- [WORK REQUIRED]:
How many of the lines below contain "workflows"? Answer with that number alone.
EXERCISE DATA START
PR #3205, opened 2024-11-13
PHPORM-28 Add Scout engine to index into MongoDB Search

GromNaN:
Fix PHPORM-28

- And "index" stands for a MongoDB collection with an Atlas Search index named "scout".
- The collection name MUST be prefixed to prevent error of indexing in the same MongoDB Collection as the source documents.

### Checklist

### DIFF
--- a/.github/workflows/build-ci.yml
+++ b/.github/workflows/build-ci.yml
@@ -65,6 +65,9 @@ jobs:
                     until docker exec --tty mongodb mongosh 127.0.0.1:27017 --eval "db.runCommand({ ping: 1 })"; do
                       sleep 1
                     done
+                    until docker exec --tty mongodb mongosh 127.0.0.1:27017 --eval "db.createCollection('connection_test') && db.getCollection('connection_test').createSearchIndex({mappings:{dynamic: true}})"; do
+                      sleep 1
+                    done
 
             -   name: "Show MongoDB server status"
                 run: |
--- a/composer.json
+++ b/composer.json
@@ -35,6 +35,7 @@
     },
     "require-dev": {
         "mongodb/builder": "^0.2",
+        "laravel/scout": "^11",
         "league/flysystem-gridfs": "^3.28",
         "league/flysystem-read-only": "^3.0",
         "phpunit/phpunit": "^10.3",
--- a/docker-compose.yml
+++ b/docker-compose.yml
@@ -18,7 +18,8 @@ services:
         ports:
             - "27017:27017"
         healthcheck:
-            test: mongosh mongodb:27017 --quiet --eval 'db.runCommand("ping").ok'
+            test: mongosh --quiet --eval 'db.runCommand("ping").ok'
             interval: 10s
             timeout: 10s
             retries: 5
+s
--- a/docker-compose.yml
+++ b/docker-compose.yml
@@ -22,4 +22,3 @@ services:
             interval: 10s
             timeout: 10s
             retries: 5
-s
--- a/docker-compose.yml
+++ b/docker-compose.yml
@@ -1,5 +1,3 @@
-version: '3.5'
-
 services:
     app:
         tty: true
@@ -16,11 +14,11 @@ services:
 
     mongodb:
         container_name: mongodb
-        image: mongo:latest
+        image: mongodb/mongodb-atlas-local:latest
         ports:
             - "27017:27017"
         healthcheck:
-            test: echo 'db.runCommand("ping").ok' | mongosh mongodb:27017 --quiet
+            test: mongosh mongodb:27017 --quiet --eval 'db.runCommand("ping").ok'
             interval: 10s
             timeout: 10s
             retries: 5
--- a/phpunit.xml.dist
+++ b/phpunit.xml.dist
@@ -17,7 +17,7 @@
         </testsuite>
     </testsuites>
     <php>
-        <env name="MONGODB_URI" value="mongodb://mongodb/"/>
+        <env name="MONGODB_URI" value="mongodb://mongodb/?directConnection=true"/>
         <env name="MONGODB_DATABASE" value="unittest"/>
         <env name="SQLITE_DATABASE" value=":memory:"/>
         <env name="QUEUE_CONNECTION" value="database"/>
--- a/src/Scout/ScoutEngine.php
+++ b/src/Scout/ScoutEngine.php
@@ -27,7 +27,6 @@ use TypeError;
 
 use function array_column;
 use function array_flip;
-use function array_key_exists;
 use function array_map;
 use function array_merge;
 use function assert;
@@ -44,7 +43,6 @@ use function iterator_to_array;
 use function method_exists;
 use function sleep;
 use function sprintf;
-use function substr;
 use function time;
 
 /**
@@ -313,40 +311,67 @@ final class ScoutEngine extends Engine
      *
      * @see Engine::map()
      *
-     * @param array $results
-     * @param Model $model
+     * @param Builder      $builder
+     * @param array|Cursor $results
+     * @param Model        $model
+     *
+     * @return Collection
      */
     #[Override]
     public function map(Builder $builder, $results, $model): Collection
     {
-        assert(is_array($results), new TypeError(sprintf('Argument #2 ($results) must be of type array, %s given', get_debug_type($results))));
-        assert($model instanceof Model, new TypeError(sprintf('Argument #3 ($model) must be of type %s, %s given', Model::class, get_debug_type($model))));
+        return $this->performMap($builder, $results, $model, false);
+    }
 
+    /**
+     * Map the given results to instances of the given model via a lazy collection.
+     *
+     * @see Engine::lazyMap()
+     *
+     * @param Builder      $builder
+     * @param array|Cursor $results
+     * @param Model        $model
+     *
+     * @return LazyCollection
+     */
+    #[Override]
+    public function lazyMap(Builder $builder, $results, $model): LazyCollection
+    {
+        return $this->performMap($builder, $results, $model, true);
+    }
+
+    /** @return ($lazy is true ? LazyCollection : Collection)<mixed> */
+    private function performMap(Builder $builder, array $results, Model $model, bool $lazy): Collection|LazyCollection
+    {
         if (! $results) {
-            return $model->newCollection();
+            $collection = $model->newCollection();
+
+            return $lazy ? LazyCollection::make($collection) : $collection;
         }
 
         $objectIds = array_column($results, '_id');
         $objectIdPositions = array_flip($objectIds);
 
-        return $model->getScoutModelsByIds(
-            $builder,
-            $objectIds,
-        )->filter(function ($model) use ($objectIdPositions) {
-            return array_key_exists($model->getScoutKey(), $objectIdPositions);
-        })->map(function ($model) use ($results, $objectIdPositions) {
-            $result = $results[$objectIdPositions[$model->getScoutKey()]] ?? [];
+        return $model->queryScoutModelsByIds($builder, $objectIds)
+            ->{$lazy ? 'cursor' : 'get'}()
+            ->filter(function ($model) use ($objectIds) {
+                return in_array($model->getScoutKey(), $objectIds);
+            })
+            ->map(function ($model) use ($results, $objectIdPositions) {
+                $result = $results[$objectIdPositions[$model->getScoutKey()]] ?? [];
 
-            foreach ($result as $key => $value) {
-                if ($key[0] === '_') {
-                    $model->withScoutMetadata($key, $value);
+                foreach ($result as $key => $value) {
+                    if ($key[0] === '_' && $key !== '_id') {
+                        $model->withScoutMetadata($key, $value);
+                    }
                 }
-            }
 
-            return $model;
-        })->sortBy(function ($model) use ($objectIdPositions) {
-            return $objectIdPositions[$model->getScoutKey()];
-        })->values();
+                return $model;
+            })
+            ->sortBy(function ($model) use ($objectIdPositions) {
+                return $objectIdPositions[$model->getScoutKey()];
+            })
+            ->values();
     }
 
     /**
@@ -364,7 +389,7 @@ final class ScoutEngine extends Engine
             return 0;
         }
 
-        return $results[0]['__count'];
+        return $results[0]->__count;
     }
 
     /**
@@ -382,50 +407,6 @@ final class ScoutEngine extends Engine
         $collection = $this->getIndexableCollection($model);
 
         $collection->deleteMany([]);
-    }
-
-    /**
-     * Map the given results to instances of the given model via a lazy collection.
-     *
-     * @see Engine::lazyMap()
-     *
-     * @param Builder      $builder
-     * @param array|Cursor $results
-     * @param Model        $model
-     *
-     * @return LazyCollection
-     */
-    #[Override]
-    public function lazyMap(Builder $builder, $results, $model): LazyCollection
-    {
-        assert($results instanceof Cursor || is_array($results), new TypeError(sprintf('Argument #2 ($results) must be of type %s|array, %s given', Cursor::class, get_debug_type($results))));
-        assert($model instanceof Model, new TypeError(sprintf('Argument #3 ($model) must be of type %s, %s given', Model::class, get_debug_type($model))));
-
-        if (! $results) {
-            return LazyCollection::make($model->newCollection());
-        }
-
-        $objectIds = array_column($results, '_id');
-        $objectIdPositions = array_flip($objectIds);
-
-        return $model->queryScoutModelsByIds(
-            $builder,
-            $objectIds,
-        )->cursor()->filter(function ($model) use ($objectIds) {
-            return in_array($model->getScoutKey(), $objectIds);
-        })->map(function ($model) use ($results, $objectIdPositions) {
-            $result = $results[$objectIdPositions[$model->getScoutKey()]] ?? [];
-
-            foreach ($result as $key => $value) {
-                if (substr($key, 0, 1) === '_') {
-                    $model->withScoutMetadata($key, $value);
-                }
-            }
-
-            return $model;
-        })->sortBy(function ($model) use ($objectIdPositions) {
-            return $objectIdPositions[$model->getScoutKey()];
-        })->values();
     }
 
     /**
@@ -475,7 +456,7 @@ final class ScoutEngine extends Engine
     {
         assert(is_string($name), new TypeError(sprintf('Argument #1 ($name) must be of type string, %s given', get_debug_type($name))));
 
-        $this->database->selectCollection($name)->drop();
+        $this->database->dropCollection($name);
     }
 
     /** Get the MongoDB collection used to search for the provided model */
--- a/src/Scout/ScoutEngine.php
+++ b/src/Scout/ScoutEngine.php
@@ -21,6 +21,7 @@ use MongoDB\Driver\CursorInterface;
 use MongoDB\Exception\RuntimeException as MongoDBRuntimeException;
 use MongoDB\Laravel\Connection;
 use Override;
+use stdClass;
 use Traversable;
 use TypeError;
 
@@ -212,6 +213,13 @@ final class ScoutEngine extends Engine
             return $cursor->toArray();
         }
 
+        // Using compound to combine search operators
+        // https://www.mongodb.com/docs/atlas/atlas-search/compound/#options
+        // "should" specifies conditions that contribute to the relevance score
+        // at least one of them must match,
+        // - "text" search for the text including fuzzy matching
+        // - "wildcard" allows special characters like * and ?, similar to LIKE in SQL
+        // These are the only search operators to accept wildcard path.
         $compound = [
             'should' => [
                 [
@@ -236,7 +244,6 @@ final class ScoutEngine extends Engine
         // "filter" specifies conditions on exact values to match
         // "mustNot" specifies conditions on exact values that must not match
         // They don't contribute to the relevance score
-        // https://www.mongodb.com/docs/atlas/atlas-search/compound/#options
         foreach ($builder->wheres as $field => $value) {
             if ($field === '__soft_deleted') {
                 $value = (bool) $value;
@@ -378,8 +385,9 @@ final class ScoutEngine extends Engine
      * This is an estimate if the count is larger than 1000.
      *
      * @see Engine::getTotalCount()
+     * @see https://www.mongodb.com/docs/atlas/atlas-search/counting/
      *
-     * @param mixed $results
+     * @param stdClass[] $results
      */
     #[Override]
     public function getTotalCount($results): int
@@ -388,6 +396,8 @@ final class ScoutEngine extends Engine
             return 0;
         }
 
+        // __count field is added by the aggregation pipeline in performSearch()
+        // using the count.lowerBound in the $search stage
         return $results[0]->__count;
     }
 
--- a/src/Scout/ScoutEngine.php
+++ b/src/Scout/ScoutEngine.php
@@ -66,6 +66,8 @@ final class ScoutEngine extends Engine
         ],
     ];
 
+    private const TYPEMAP = ['root' => 'object', 'document' => 'bson', 'array' => 'bson'];
+
     public function __construct(
         private Database $database,
         private bool $softDelete,
@@ -96,28 +98,42 @@ final class ScoutEngine extends Engine
 
         $bulk = [];
         foreach ($models as $model) {
+            assert($model instanceof Model && method_exists($model, 'toSearchableArray'), new LogicException(sprintf('Model "%s" must use "%s" trait', $model::class, Searchable::class)));
+
             $searchableData = $model->toSearchableArray();
             $searchableData = self::serialize($searchableData);
 
-            if ($searchableData) {
-                unset($searchableData['_id']);
-
-                $searchableData = array_merge($searchableData, $model->scoutMetadata());
-                if (isset($searchableData['__soft_deleted'])) {
-                    $searchableData['__soft_deleted'] = (bool) $searchableData['__soft_deleted'];
-                }
-
+            // Skip/remove the model if it doesn't provide any searchable data
+            if (! $searchableData) {
                 $bulk[] = [
-                    'updateOne' => [
+                    'deleteOne' => [
                         ['_id' => $model->getScoutKey()],
-                        [
-                            '$setOnInsert' => ['_id' => $model->getScoutKey()],
-                            '$set' => $searchableData,
-                        ],
-                        ['upsert' => true],
                     ],
                 ];
+
+                continue;
             }
+
+            unset($searchableData['_id']);
+
+            $searchableData = array_merge($searchableData, $model->scoutMetadata());
+
+            /** Convert the __soft_deleted set by {@see Searchable::pushSoftDeleteMetadata()}
+             * into a boolean for efficient storage and indexing. */
+            if (isset($searchableData['__soft_deleted'])) {
+                $searchableData['__soft_deleted'] = (bool) $searchableData['__soft_deleted'];
+            }
+
+            $bulk[] = [
+                'updateOne' => [
+                    ['_id' => $model->getScoutKey()],
+                    [
+                        '$setOnInsert' => ['_id' => $model->getScoutKey()],
+                        '$set' => $searchableData,
+                    ],
+                    ['upsert' => true],
+                ],
+            ];
         }
 
         $this->getIndexableCollection($models)->bulkWrite($bulk);
@@ -133,7 +149,7 @@ final class ScoutEngine extends Engine
     #[Override]
     public function delete($models): void
     {
-        assert($models instanceof Collection, new TypeError(sprintf('Argument #1 ($models) must be of type %s, %s given', Collection::class, get_debug_type($models))));
+        assert($models instanceof EloquentCollection, new TypeError(sprintf('Argument #1 ($models) must be of type %s, %s given', Collection::class, get_debug_type($models))));
 
         if ($models->isEmpty()) {
             return;
@@ -149,7 +165,7 @@ final class ScoutEngine extends Engine
      *
      * @see Engine::search()
      *
-     * @return mixed
+     * @return array
      */
     #[Override]
     public function search(Builder $builder)
@@ -158,14 +174,14 @@ final class ScoutEngine extends Engine
     }
 
     /**
-     * Perform the given search on the engine.
+     * Perform the given search on the engine with pagination.
      *
      * @see Engine::paginate()
      *
      * @param int $perPage
      * @param int $page
      *
-     * @return mixed
+     * @return array
      */
     #[Override]
     public function paginate(Builder $builder, $perPage, $page)
@@ -182,20 +198,21 @@ final class ScoutEngine extends Engine
     /**
      * Perform the given search on the engine.
      */
-    protected function performSearch(Builder $builder, ?int $offset = null): array
+    private function performSearch(Builder $builder, ?int $offset = null): array
     {
         $collection = $this->getSearchableCollection($builder->model);
 
         if ($builder->callback) {
-            $result = call_user_func(
+            $cursor = call_user_func(
                 $builder->callback,
                 $collection,
                 $builder->query,
                 $offset,
             );
-            assert($result instanceof CursorInterface, new LogicException(sprintf('The search builder closure must return a MongoDB cursor, %s returned', get_debug_type($result))));
+            assert($cursor instanceof CursorInterface, new LogicException(sprintf('The search builder closure must return a MongoDB cursor, %s returned', get_debug_type($cursor))));
+            $cursor->setTypeMap(self::TYPEMAP);
 
-            return $result->toArray();
+            return $cursor->toArray();
         }
 
         $compound = [
@@ -270,11 +287,10 @@ final class ScoutEngine extends Engine
             $pipeline[] = ['$limit' => $builder->limit];
         }
 
-        $options = [
-            'typeMap' => ['root' => 'array', 'document' => 'array', 'array' => 'array'],
-        ];
+        $cursor = $collection->aggregate($pipeline);
+        $cursor->setTypeMap(self::TYPEMAP);
 
-        return $collection->aggregate($pipeline, $options)->toArray();
+        return $cursor->toArray();
     }
 
     /**
@@ -539,6 +555,6 @@ final class ScoutEngine extends Engine
             sleep(1);
         }
 
-        throw new MongoDBRuntimeException('Atlas search index operation time out');
+        throw new MongoDBRuntimeException(sprintf('Atlas search index operation time out after %s seconds', self::WAIT_TIMEOUT_SEC));
     }
 }
--- a/src/Scout/ScoutEngine.php
+++ b/src/Scout/ScoutEngine.php
@@ -126,7 +126,8 @@ final class ScoutEngine extends Engine
                 'updateOne' => [
                     ['_id' => $model->getScoutKey()],
                     [
-                        '$setOnInsert' => ['_id' => $model->getScoutKey()],
+                        // The _id field is added automatically when the document is inserted
+                        // Update all other fields
                         '$set' => $searchableData,
                     ],
                     ['upsert' => true],
--- a/src/Scout/ScoutEngine.php
+++ b/src/Scout/ScoutEngine.php
@@ -84,6 +84,8 @@ final class ScoutEngine extends Engine
     #[Override]
     public function update($models)
     {
+        assert($models instanceof EloquentCollection, new TypeError(sprintf('Argument #1 ($models) must be of type %s, %s given', EloquentCollection::class, get_debug_type($models))));
+
         if ($models->isEmpty()) {
             return;
         }
--- a/src/Scout/ScoutEngine.php
+++ b/src/Scout/ScoutEngine.php
@@ -1,0 +1,542 @@
+<?php
+
+namespace MongoDB\Laravel\Scout;
+
+use Closure;
+use DateTimeInterface;
+use Illuminate\Database\Eloquent\Collection as EloquentCollection;
+use Illuminate\Database\Eloquent\Model;
+use Illuminate\Database\Eloquent\SoftDeletes;
+use Illuminate\Support\Collection;
+use Illuminate\Support\LazyCollection;
+use Laravel\Scout\Builder;
+use Laravel\Scout\Engines\Engine;
+use Laravel\Scout\Searchable;
+use LogicException;
+use MongoDB\BSON\Serializable;
+use MongoDB\BSON\UTCDateTime;
+use MongoDB\Collection as MongoDBCollection;
+use MongoDB\Database;
+use MongoDB\Driver\Cursor;
+use MongoDB\Driver\CursorInterface;
+use MongoDB\Exception\RuntimeException as MongoDBRuntimeException;
+use MongoDB\Laravel\Connection;
+use Override;
+use Traversable;
+use TypeError;
+
+use function array_column;
+use function array_flip;
+use function array_key_exists;
+use function array_map;
+use function array_merge;
+use function assert;
+use function call_user_func;
+use function class_uses_recursive;
+use function get_debug_type;
+use function hrtime;
+use function in_array;
+use function is_array;
+use function is_int;
+use function is_iterable;
+use function is_string;
+use function iterator_to_array;
+use function method_exists;
+use function sleep;
+use function sprintf;
+use function substr;
+use function time;
+
+/**
+ * In the context of this Laravel Scout engine, a "search index" refers to
+ * a MongoDB Collection with a Search Index.
+ */
+final class ScoutEngine extends Engine
+{
+    /** Name of the Atlas Search index. */
+    private const INDEX_NAME = 'scout';
+
+    // Atlas Search index management operations are asynchronous.
+    // They usually take less than 5 minutes to complete.
+    private const WAIT_TIMEOUT_SEC = 300;
+
+    private const DEFAULT_DEFINITION = [
+        'mappings' => [
+            'dynamic' => true,
+        ],
+    ];
+
+    public function __construct(
+        private Database $database,
+        private bool $softDelete,
+    ) {
+    }
+
+    /**
+     * Update the given model in the index.
+     *
+     * @see Engine::update()
+     *
+     * @param EloquentCollection $models
+     *
+     * @throws MongoDBRuntimeException
+     */
+    #[Override]
+    public function update($models)
+    {
+        if ($models->isEmpty()) {
+            return;
+        }
+
+        if ($this->softDelete && $this->usesSoftDelete($models)) {
+            $models->each->pushSoftDeleteMetadata();
+        }
+
+        $bulk = [];
+        foreach ($models as $model) {
+            $searchableData = $model->toSearchableArray();
+            $searchableData = self::serialize($searchableData);
+
+            if ($searchableData) {
+                unset($searchableData['_id']);
+
+                $searchableData = array_merge($searchableData, $model->scoutMetadata());
+                if (isset($searchableData['__soft_deleted'])) {
+                    $searchableData['__soft_deleted'] = (bool) $searchableData['__soft_deleted'];
+                }
+
+                $bulk[] = [
+                    'updateOne' => [
+                        ['_id' => $model->getScoutKey()],
+                        [
+                            '$setOnInsert' => ['_id' => $model->getScoutKey()],
+                            '$set' => $searchableData,
+                        ],
+                        ['upsert' => true],
+                    ],
+                ];
+            }
+        }
+
+        $this->getIndexableCollection($models)->bulkWrite($bulk);
+    }
+
+    /**
+     * Remove the given model from the index.
+     *
+     * @see Engine::delete()
+     *
+     * @param EloquentCollection $models
+     */
+    #[Override]
+    public function delete($models): void
+    {
+        assert($models instanceof Collection, new TypeError(sprintf('Argument #1 ($models) must be of type %s, %s given', Collection::class, get_debug_type($models))));
+
+        if ($models->isEmpty()) {
+            return;
+        }
+
+        $collection = $this->getIndexableCollection($models);
+        $ids = $models->map(fn (Model $model) => $model->getScoutKey())->all();
+        $collection->deleteMany(['_id' => ['$in' => $ids]]);
+    }
+
+    /**
+     * Perform the given search on the engine.
+     *
+     * @see Engine::search()
+     *
+     * @return mixed
+     */
+    #[Override]
+    public function search(Builder $builder)
+    {
+        return $this->performSearch($builder);
+    }
+
+    /**
+     * Perform the given search on the engine.
+     *
+     * @see Engine::paginate()
+     *
+     * @param int $perPage
+     * @param int $page
+     *
+     * @return mixed
+     */
+    #[Override]
+    public function paginate(Builder $builder, $perPage, $page)
+    {
+        assert(is_int($perPage), new TypeError(sprintf('Argument #2 ($perPage) must be of type int, %s given', get_debug_type($perPage))));
+        assert(is_int($page), new TypeError(sprintf('Argument #3 ($page) must be of type int, %s given', get_debug_type($page))));
+
+        $builder = clone $builder;
+        $builder->take($perPage);
+
+        return $this->performSearch($builder, $perPage * ($page - 1));
+    }
+
+    /**
+     * Perform the given search on the engine.
+     */
+    protected function performSearch(Builder $builder, ?int $offset = null): array
+    {
+        $collection = $this->getSearchableCollection($builder->model);
+
+        if ($builder->callback) {
+            $result = call_user_func(
+                $builder->callback,
+                $collection,
+                $builder->query,
+                $offset,
+            );
+            assert($result instanceof CursorInterface, new LogicException(sprintf('The search builder closure must return a MongoDB cursor, %s returned', get_debug_type($result))));
+
+            return $result->toArray();
+        }
+
+        $compound = [
+            'should' => [
+                [
+                    'text' => [
+                        'query' => $builder->query,
+                        'path' => ['wildcard' => '*'],
+                        'fuzzy' => ['maxEdits' => 2],
+                        'score' => ['boost' => ['value' => 5]],
+                    ],
+                ],
+                [
+                    'wildcard' => [
+                        'query' => $builder->query . '*',
+                        'path' => ['wildcard' => '*'],
+                        'allowAnalyzedField' => true,
+                    ],
+                ],
+            ],
+            'minimumShouldMatch' => 1,
+        ];
+
+        // "filter" specifies conditions on exact values to match
+        // "mustNot" specifies conditions on exact values that must not match
+        // They don't contribute to the relevance score
+        // https://www.mongodb.com/docs/atlas/atlas-search/compound/#options
+        foreach ($builder->wheres as $field => $value) {
+            if ($field === '__soft_deleted') {
+                $value = (bool) $value;
+            }
+
+            $compound['filter'][] = ['equals' => ['path' => $field, 'value' => $value]];
+        }
+
+        foreach ($builder->whereIns as $field => $value) {
+            $compound['filter'][] = ['in' => ['path' => $field, 'value' => $value]];
+        }
+
+        foreach ($builder->whereNotIns as $field => $value) {
+            $compound['mustNot'][] = ['in' => ['path' => $field, 'value' => $value]];
+        }
+
+        // Sort by field value only if specified
+        $sort = [];
+        foreach ($builder->orders as $order) {
+            $sort[$order['column']] = $order['direction'] === 'asc' ? 1 : -1;
+        }
+
+        $pipeline = [
+            [
+                '$search' => [
+                    'index' => self::INDEX_NAME,
+                    'compound' => $compound,
+                    'count' => ['type' => 'lowerBound'],
+                    ...($sort ? ['sort' => $sort] : []),
+                ],
+            ],
+            [
+                '$addFields' => [
+                    // Metadata field with the total count of documents
+                    '__count' => '$$SEARCH_META.count.lowerBound',
+                ],
+            ],
+        ];
+
+        if ($offset) {
+            $pipeline[] = ['$skip' => $offset];
+        }
+
+        if ($builder->limit) {
+            $pipeline[] = ['$limit' => $builder->limit];
+        }
+
+        $options = [
+            'typeMap' => ['root' => 'array', 'document' => 'array', 'array' => 'array'],
+        ];
+
+        return $collection->aggregate($pipeline, $options)->toArray();
+    }
+
+    /**
+     * Pluck and return the primary keys of the given results.
+     *
+     * @see Engine::mapIds()
+     *
+     * @param list<array|object> $results
+     */
+    #[Override]
+    public function mapIds($results): Collection
+    {
+        assert(is_array($results), new TypeError(sprintf('Argument #1 ($results) must be of type array, %s given', get_debug_type($results))));
+
+        return new Collection(array_column($results, '_id'));
+    }
+
+    /**
+     * Map the given results to instances of the given model.
+     *
+     * @see Engine::map()
+     *
+     * @param array $results
+     * @param Model $model
+     */
+    #[Override]
+    public function map(Builder $builder, $results, $model): Collection
+    {
+        assert(is_array($results), new TypeError(sprintf('Argument #2 ($results) must be of type array, %s given', get_debug_type($results))));
+        assert($model instanceof Model, new TypeError(sprintf('Argument #3 ($model) must be of type %s, %s given', Model::class, get_debug_type($model))));
+
+        if (! $results) {
+            return $model->newCollection();
+        }
+
+        $objectIds = array_column($results, '_id');
+        $objectIdPositions = array_flip($objectIds);
+
+        return $model->getScoutModelsByIds(
+            $builder,
+            $objectIds,
+        )->filter(function ($model) use ($objectIdPositions) {
+            return array_key_exists($model->getScoutKey(), $objectIdPositions);
+        })->map(function ($model) use ($results, $objectIdPositions) {
+            $result = $results[$objectIdPositions[$model->getScoutKey()]] ?? [];
+
+            foreach ($result as $key => $value) {
+                if ($key[0] === '_') {
+                    $model->withScoutMetadata($key, $value);
+                }
+            }
+
+            return $model;
+        })->sortBy(function ($model) use ($objectIdPositions) {
+            return $objectIdPositions[$model->getScoutKey()];
+        })->values();
+    }
+
+    /**
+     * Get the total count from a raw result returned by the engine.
EXERCISE DATA END
- [WRITTEN ANSWER]:
2